Computing the gradient alongside the function

Hi,

I have to minimise a function where the gradient can be computed almost for free along the function itself, but I don’t know how to take advantage of it. If a call to the gradient is always preceded by a function call in the same point, I can just store it in the class; is this behaviour guaranteed?

Otherwise, I could implement a memoize pattern and keep the last n gradients, but that would obviously be more work.

Also, I would like to compute the gradient in place. Is this a problem? Does any of the algorithms require the knowlege of the gradient in more than one point at the same time?

I am doing convex optimisations in tens of thousands of dimensions, so I am trying to keep the allocations to a minimum.

Hi Davidmh,

This is a pretty common use case in PDE constrained optimization, so I’ve setup the code accordingly to handle this case. Specifically, at every iteration, Optizelle is guaranteed to calculate the gradient first, then the objective. In addition, the gradient calculation is also guaranteed to be called exactly once per optimization iteration. Internally, we cache the gradient, so unless there’s a bug, we really only call the gradient function once per iteration.

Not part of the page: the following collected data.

PR #259, opened 2025-09-16
fix: go-algorand 4.3.0 access list behaviour hotfixes

aorumbayev:
Gate transaction-level resource population behind ResourcePopulation::Enabled and stabilize behavior on go-algorand 4.3.0+ (access lists).

Update resource_population tests to enable access-list mode, adjust deterministic expectations (e.g., medium box refs).

NOTE: 4.3.0 on go algorand repo https://github.com/algorand/go-algorand/releases/tag/v4.3.0-stable added new access list behaviour but the release does not seem to include updates to algod open api spec (the new [access](https://github.com/algorand/go-algorand/blob/3e5d694bcadd3aaa4d1e30d208f55eec68c5638d/data/transactions/application.go#L144) field in app call txns is present in code but not in the spec for some reason). This pr mainly aims to accomodate hotfixes to patch failing resource population tests due to new behaviour in algod images.

### DIFF
--- a/crates/algokit_utils/tests/transactions/composer/resource_population.rs
+++ b/crates/algokit_utils/tests/transactions/composer/resource_population.rs
@@ -114,13 +114,12 @@ async fn test_accounts_errors_when_resource_population_disabled(
     })?;
 
     let result = composer.send(None).await;
-
     assert!(
         result.is_err()
             && result
                 .unwrap_err()
                 .to_string()
-                .contains("invalid Account reference")
+                .contains("unavailable Account")
     );
 
     Ok(())
@@ -266,14 +265,6 @@ async fn test_boxes_populated_when_resource_population_enabled(
                 BoxReference {
                     app_id: 0,
                     name: vec![109],
-                },
-                BoxReference {
-                    app_id: 0,
-                    name: vec![],
-                },
-                BoxReference {
-                    app_id: 0,
-                    name: vec![],
                 },
                 BoxReference {
                     app_id: 0,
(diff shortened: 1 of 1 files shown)


crates/algokit_utils/src/transactions/composer.rs
```diff
@@ -1378,6 +1395,7 @@ impl Composer {
     fn populate_group_resources(
         transactions: &mut [Transaction],
         group_resources: SimulateUnnamedResourcesAccessed,
+        _access_lists_enabled: bool,
```
PatrickDinh, line 1398: this param doesn't seem to be used

crates/algokit_utils/tests/transactions/composer/resource_population.rs
```diff
@@ -115,13 +115,24 @@ async fn test_accounts_errors_when_resource_population_disabled(
...
     let result = composer.send(None).await;
 
-    assert!(
-        result.is_err()
-            && result
-                .unwrap_err()
-                .to_string()
-                .contains("invalid Account reference")
-    );
+    // On go-algorand >=4.3.0, access lists may allow success without explicit refs.
```
PatrickDinh, line 118: > may allow success

Does it mean that the bahaviour is undeterministic? i.e. it sometimes throws error

crates/algokit_utils/tests/transactions/composer/resource_population.rs
```diff
@@ -115,13 +115,24 @@ async fn test_accounts_errors_when_resource_population_disabled(
...
+    // When Disabled, we assert no auto refs were added if it succeeds; otherwise accept legacy error.
+    match result {
+        Ok(send_result) => {
```
joe-p, line 121: I'm confused on how it's possible that this transaction group succeeds with resource population disabled. If the resource is not defined, I would expect the AVM to throw an error. The existence of (or lack thereof) the access list shouldn't change the fact that resources still need to be defined

crates/algokit_utils/tests/transactions/composer/resource_population.rs
aorumbayev: removed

In order to take advantage of simultaneous function/gradient solves, you need a small amount of memoization. Basically, everytime you do a gradient solve, cache the objective evaluation and the point in which you evaluated. Then, in the code for an objective solve, check if we’ve evaluated at this point before. If so, just return the calculated point.

Now, do not cache all objective calls. Only cache the objective value during a gradient solve. Basically, if a line-search or trust-region method wants to cut back, we want to have the objective value at the point where we calcualted the gradient readily available.

Basically, the code should look like this

f.eval(x)
    if x=x_cached then
        return f_cached
    else
        return eval_f(x)

f.grad(x)
    x_cached=x
    (f_cached,grad) = eval_f_and_grad(x)
    return grad

Anyway, if you notice the gradient being called more than once per iteration, let me know and I’ll investigate.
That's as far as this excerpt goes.